Supplied data:
Issue #1198, opened 2024-09-04
[Feature Request] Add Configuration for default dark/light mode in web UI


nhawke:
Right now, slskd's web interface always starts in the device theme (Dark theme on my machine). I prefer light theme in slskd, but because of my device default, whenever i log in again or reload the page, it's back to dark. There should be an option to configure the default theme. Possibly in the config yaml as:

Task directions:
Retype the whole of the listing. Nothing may be altered or omitted.

Solution:
Issue #1198, opened 2024-09-04
[Feature Request] Add Configuration for default dark/light mode in web UI


nhawke:
Right now, slskd's web interface always starts in the device theme (Dark theme on my machine). I prefer light theme in slskd, but because of my device default, whenever i log in again or reload the page, it's back to dark. There should be an option to configure the default theme. Possibly in the config yaml as:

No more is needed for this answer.